• _Exercise goal_
Could you copy, word for word, only the lines from the one containing "IsNearlyZero( num )" through the last line of the records below, both included?

• _Stored data entries_
-- Opening Marker --

PR #2172, opened 2024-12-12
Add math.IsNearlyZero() and math.IsNearlyEqual()

xCynDev:
These simple functions should be used when comparing numbers instead of `==`, since floating point precision issues easily arise.
Felt like making them since someone on the Garry's Mod Discord server was confused as to why the following didn't work:

image

So now, you can use `math.IsNearlyEqual()` or `math.IsNearlyZero()` which solves the issue:

image

The functions allow you to give them a tolerance of your choice, but they'll default to `math.exp( -8 )` otherwise.

### DIFF
--- a/garrysmod/lua/includes/extensions/math.lua
+++ b/garrysmod/lua/includes/extensions/math.lua
@@ -255,3 +255,29 @@ function math.Factorial( num )
 
 	return res
 end
+
+local smallNumber = math.exp( -8 )
+
+--[[---------------------------------------------------------
+	Name: IsNearlyZero( num )
+	Desc: Checks if a floating point number is nearly zero
+-----------------------------------------------------------]]
+function math.IsNearlyZero( num, tolerance )
+	if tolerance == nil then
+		tolerance = smallNumber
+	end
+
+	return math.abs( num ) <= tolerance
+end
+
+--[[---------------------------------------------------------
+	Name: IsNearlyEqual( a, b )
+	Desc: Checks if two floating point numbers are nearly equal
+-----------------------------------------------------------]]
+function math.IsNearlyEqual( a, b, tolerance )
+	if tolerance == nil then
+		tolerance = smallNumber
+	end
+
+	return math.abs( a - b ) <= tolerance
+end


xCynDev:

-- Closing Marker --

• _Solved problem_
+	Name: IsNearlyZero( num )
+	Desc: Checks if a floating point number is nearly zero
+-----------------------------------------------------------]]
+function math.IsNearlyZero( num, tolerance )
+	if tolerance == nil then
+		tolerance = smallNumber
+	end
+
+	return math.abs( num ) <= tolerance
+end
+
+--[[---------------------------------------------------------
+	Name: IsNearlyEqual( a, b )
+	Desc: Checks if two floating point numbers are nearly equal
+-----------------------------------------------------------]]
+function math.IsNearlyEqual( a, b, tolerance )
+	if tolerance == nil then
+		tolerance = smallNumber
+	end
+
+	return math.abs( a - b ) <= tolerance
+end


xCynDev:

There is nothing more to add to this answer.